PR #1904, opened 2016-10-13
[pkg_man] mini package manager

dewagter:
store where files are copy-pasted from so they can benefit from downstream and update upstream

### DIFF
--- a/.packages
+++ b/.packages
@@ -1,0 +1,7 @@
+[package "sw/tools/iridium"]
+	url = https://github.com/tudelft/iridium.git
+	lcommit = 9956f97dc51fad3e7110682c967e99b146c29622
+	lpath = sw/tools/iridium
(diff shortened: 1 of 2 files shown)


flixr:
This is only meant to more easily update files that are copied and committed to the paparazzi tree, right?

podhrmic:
· · · ·
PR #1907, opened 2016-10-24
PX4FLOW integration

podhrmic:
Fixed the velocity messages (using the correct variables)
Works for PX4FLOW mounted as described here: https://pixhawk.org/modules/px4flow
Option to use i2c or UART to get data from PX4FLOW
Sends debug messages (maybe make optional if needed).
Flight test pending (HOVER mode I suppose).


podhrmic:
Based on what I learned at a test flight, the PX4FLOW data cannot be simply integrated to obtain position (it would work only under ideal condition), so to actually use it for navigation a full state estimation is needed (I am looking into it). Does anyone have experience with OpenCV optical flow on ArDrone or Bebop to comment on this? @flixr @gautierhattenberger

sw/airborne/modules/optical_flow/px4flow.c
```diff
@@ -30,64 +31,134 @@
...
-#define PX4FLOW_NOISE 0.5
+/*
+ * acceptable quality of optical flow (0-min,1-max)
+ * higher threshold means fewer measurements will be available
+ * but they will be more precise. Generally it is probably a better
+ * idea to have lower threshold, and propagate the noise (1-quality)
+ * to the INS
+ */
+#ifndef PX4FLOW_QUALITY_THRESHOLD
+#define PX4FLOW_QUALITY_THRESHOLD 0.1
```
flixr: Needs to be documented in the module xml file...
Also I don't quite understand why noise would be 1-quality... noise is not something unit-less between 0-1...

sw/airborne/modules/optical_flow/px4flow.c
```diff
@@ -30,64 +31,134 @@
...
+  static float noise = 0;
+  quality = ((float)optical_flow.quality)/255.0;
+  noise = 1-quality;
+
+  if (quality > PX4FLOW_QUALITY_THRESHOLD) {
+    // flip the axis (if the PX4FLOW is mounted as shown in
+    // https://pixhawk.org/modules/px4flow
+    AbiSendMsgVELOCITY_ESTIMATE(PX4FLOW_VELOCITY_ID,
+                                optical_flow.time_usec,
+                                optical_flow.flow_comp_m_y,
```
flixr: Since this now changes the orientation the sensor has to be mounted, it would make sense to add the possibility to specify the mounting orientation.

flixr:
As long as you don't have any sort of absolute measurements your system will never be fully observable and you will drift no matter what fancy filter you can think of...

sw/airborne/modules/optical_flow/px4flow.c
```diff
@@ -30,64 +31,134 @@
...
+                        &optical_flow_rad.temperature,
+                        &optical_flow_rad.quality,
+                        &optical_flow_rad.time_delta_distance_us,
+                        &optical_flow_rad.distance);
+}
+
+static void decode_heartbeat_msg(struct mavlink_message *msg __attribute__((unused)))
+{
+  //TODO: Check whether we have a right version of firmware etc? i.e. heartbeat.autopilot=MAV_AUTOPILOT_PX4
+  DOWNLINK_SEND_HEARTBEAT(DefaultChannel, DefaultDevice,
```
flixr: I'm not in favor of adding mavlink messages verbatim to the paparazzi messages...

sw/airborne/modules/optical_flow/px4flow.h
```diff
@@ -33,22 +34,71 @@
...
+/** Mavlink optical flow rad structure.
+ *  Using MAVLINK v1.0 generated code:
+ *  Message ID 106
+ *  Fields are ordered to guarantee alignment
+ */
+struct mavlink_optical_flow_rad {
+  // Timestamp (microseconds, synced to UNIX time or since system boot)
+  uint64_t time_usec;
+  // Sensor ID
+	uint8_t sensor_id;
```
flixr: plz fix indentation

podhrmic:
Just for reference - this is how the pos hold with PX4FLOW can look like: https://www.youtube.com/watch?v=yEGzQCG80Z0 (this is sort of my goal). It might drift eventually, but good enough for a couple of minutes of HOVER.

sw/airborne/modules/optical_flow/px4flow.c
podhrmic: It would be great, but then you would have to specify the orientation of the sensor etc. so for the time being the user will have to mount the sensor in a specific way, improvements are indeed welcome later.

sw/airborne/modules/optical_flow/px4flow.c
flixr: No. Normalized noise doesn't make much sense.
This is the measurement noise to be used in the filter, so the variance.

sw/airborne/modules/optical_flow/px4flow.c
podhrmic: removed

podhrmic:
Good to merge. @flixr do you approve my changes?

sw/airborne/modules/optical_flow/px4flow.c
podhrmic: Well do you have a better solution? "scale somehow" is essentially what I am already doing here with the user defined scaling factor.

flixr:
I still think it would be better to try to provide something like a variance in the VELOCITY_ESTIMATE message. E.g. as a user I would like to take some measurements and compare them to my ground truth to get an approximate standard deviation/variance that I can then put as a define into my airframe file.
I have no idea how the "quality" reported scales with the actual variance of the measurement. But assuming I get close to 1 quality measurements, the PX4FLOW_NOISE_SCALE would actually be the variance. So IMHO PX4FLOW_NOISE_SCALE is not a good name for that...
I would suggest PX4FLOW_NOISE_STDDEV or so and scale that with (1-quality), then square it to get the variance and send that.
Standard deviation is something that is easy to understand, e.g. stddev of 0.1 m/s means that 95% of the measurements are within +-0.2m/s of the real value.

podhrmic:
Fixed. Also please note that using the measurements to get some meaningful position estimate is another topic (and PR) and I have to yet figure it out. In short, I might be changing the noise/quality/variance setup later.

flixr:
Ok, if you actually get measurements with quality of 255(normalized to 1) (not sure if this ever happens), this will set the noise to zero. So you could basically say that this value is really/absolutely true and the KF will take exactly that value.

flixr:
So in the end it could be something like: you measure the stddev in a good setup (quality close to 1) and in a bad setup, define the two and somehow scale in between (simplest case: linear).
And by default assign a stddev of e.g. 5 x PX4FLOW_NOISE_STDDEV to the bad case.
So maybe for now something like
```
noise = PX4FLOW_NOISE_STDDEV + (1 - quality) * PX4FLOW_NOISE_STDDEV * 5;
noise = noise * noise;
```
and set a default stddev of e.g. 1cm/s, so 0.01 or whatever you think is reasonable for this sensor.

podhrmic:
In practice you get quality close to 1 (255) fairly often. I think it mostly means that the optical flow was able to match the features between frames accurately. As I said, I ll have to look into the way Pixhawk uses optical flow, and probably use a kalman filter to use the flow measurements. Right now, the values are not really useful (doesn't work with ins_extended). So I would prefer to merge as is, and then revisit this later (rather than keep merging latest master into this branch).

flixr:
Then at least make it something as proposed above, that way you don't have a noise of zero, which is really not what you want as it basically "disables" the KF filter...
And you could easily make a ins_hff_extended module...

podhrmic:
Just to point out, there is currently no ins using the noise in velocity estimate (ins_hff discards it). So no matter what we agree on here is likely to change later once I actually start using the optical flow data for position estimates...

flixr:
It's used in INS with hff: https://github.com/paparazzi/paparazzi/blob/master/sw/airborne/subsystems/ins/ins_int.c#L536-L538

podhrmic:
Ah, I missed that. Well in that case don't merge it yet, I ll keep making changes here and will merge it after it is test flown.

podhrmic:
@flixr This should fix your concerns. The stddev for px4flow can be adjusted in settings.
· · · ·
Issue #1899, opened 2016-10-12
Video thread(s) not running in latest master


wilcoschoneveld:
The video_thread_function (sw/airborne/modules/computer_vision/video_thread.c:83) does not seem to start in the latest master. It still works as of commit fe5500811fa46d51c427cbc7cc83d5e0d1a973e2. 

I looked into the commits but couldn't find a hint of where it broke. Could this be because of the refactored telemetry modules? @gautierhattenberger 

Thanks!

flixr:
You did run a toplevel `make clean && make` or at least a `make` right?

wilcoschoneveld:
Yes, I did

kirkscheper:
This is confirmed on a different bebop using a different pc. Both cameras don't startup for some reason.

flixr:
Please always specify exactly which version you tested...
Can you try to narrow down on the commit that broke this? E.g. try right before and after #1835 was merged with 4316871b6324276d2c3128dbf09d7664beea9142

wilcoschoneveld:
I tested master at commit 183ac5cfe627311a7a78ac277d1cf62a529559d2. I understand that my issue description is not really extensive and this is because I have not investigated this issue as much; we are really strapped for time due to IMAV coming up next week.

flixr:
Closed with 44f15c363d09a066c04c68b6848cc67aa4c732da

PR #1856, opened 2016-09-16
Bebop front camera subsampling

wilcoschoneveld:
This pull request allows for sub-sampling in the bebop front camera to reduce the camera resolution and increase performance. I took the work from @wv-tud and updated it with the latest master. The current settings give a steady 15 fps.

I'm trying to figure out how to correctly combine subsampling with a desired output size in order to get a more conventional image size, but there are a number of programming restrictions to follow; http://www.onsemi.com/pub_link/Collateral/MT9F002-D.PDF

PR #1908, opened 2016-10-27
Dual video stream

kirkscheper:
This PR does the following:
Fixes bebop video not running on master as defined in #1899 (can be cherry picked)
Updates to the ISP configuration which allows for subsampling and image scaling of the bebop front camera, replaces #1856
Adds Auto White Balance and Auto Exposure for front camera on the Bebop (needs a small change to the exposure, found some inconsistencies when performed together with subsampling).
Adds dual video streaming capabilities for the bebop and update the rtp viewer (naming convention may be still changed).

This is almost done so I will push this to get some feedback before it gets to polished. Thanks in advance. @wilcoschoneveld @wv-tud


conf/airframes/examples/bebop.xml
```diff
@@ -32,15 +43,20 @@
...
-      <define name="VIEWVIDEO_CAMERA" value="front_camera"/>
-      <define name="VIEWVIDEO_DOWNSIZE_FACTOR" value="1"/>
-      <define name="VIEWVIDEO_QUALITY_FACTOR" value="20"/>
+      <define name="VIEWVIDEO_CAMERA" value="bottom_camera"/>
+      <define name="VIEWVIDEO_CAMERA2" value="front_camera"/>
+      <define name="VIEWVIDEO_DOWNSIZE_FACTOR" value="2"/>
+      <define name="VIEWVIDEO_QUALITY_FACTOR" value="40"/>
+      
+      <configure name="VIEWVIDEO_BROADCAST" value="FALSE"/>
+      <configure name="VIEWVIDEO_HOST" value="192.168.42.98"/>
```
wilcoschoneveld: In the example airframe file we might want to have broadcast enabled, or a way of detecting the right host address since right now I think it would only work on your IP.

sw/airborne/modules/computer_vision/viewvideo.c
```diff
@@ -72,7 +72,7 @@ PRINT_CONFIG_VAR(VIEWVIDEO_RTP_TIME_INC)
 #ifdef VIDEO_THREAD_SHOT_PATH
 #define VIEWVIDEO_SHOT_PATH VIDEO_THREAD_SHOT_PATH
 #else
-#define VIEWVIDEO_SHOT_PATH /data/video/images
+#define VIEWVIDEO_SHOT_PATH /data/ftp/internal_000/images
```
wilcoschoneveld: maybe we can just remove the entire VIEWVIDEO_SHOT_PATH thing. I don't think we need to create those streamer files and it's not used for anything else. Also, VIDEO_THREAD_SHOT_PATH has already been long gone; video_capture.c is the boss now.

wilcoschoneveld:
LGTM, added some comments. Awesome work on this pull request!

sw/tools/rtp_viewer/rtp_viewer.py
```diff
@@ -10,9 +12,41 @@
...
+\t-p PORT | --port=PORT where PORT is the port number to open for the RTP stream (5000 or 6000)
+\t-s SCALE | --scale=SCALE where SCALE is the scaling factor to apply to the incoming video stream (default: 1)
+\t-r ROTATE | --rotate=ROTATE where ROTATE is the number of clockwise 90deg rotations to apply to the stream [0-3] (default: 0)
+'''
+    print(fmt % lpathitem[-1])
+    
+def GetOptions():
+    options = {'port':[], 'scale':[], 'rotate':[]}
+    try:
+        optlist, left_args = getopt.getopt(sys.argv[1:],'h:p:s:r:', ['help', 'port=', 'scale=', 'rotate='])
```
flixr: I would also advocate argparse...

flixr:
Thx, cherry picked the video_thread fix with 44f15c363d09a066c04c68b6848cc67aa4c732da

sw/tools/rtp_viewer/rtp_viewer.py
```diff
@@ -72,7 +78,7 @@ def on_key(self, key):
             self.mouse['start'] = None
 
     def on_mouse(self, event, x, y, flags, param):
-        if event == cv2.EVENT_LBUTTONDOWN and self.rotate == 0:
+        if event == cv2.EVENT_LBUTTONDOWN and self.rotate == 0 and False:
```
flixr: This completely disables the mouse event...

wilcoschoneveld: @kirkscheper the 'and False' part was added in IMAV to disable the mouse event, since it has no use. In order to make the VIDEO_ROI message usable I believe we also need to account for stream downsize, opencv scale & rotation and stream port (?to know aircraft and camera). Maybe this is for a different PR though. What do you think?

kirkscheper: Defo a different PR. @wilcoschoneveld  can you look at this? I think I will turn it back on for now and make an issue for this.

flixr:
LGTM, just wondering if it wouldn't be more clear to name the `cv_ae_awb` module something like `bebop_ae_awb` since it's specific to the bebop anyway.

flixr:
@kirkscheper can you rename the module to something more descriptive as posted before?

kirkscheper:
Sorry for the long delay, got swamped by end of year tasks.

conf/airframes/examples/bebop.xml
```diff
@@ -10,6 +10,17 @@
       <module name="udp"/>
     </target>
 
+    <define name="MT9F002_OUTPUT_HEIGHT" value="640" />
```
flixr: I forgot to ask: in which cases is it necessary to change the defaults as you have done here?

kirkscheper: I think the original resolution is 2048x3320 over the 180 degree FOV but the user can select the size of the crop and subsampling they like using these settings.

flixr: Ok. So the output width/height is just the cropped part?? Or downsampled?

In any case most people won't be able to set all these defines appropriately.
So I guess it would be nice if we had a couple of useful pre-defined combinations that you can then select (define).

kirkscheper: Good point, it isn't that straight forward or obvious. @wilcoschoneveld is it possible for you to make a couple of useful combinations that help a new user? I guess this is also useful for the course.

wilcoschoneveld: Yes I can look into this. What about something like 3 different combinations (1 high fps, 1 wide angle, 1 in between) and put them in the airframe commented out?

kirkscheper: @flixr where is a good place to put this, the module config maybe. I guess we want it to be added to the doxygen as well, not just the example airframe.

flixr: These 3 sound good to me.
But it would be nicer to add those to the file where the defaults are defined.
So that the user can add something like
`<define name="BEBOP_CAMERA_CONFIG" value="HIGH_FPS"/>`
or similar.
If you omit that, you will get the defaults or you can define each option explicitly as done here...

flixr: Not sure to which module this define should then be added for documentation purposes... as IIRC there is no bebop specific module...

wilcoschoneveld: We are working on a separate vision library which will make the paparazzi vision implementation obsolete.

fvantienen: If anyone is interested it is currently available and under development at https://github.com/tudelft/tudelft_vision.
· · · ·
The answer must consist of every line from the data that holds the string "available".

Result for this exercise ->
+ * higher threshold means fewer measurements will be available
fvantienen: If anyone is interested it is currently available and under development at https://github.com/tudelft/tudelft_vision.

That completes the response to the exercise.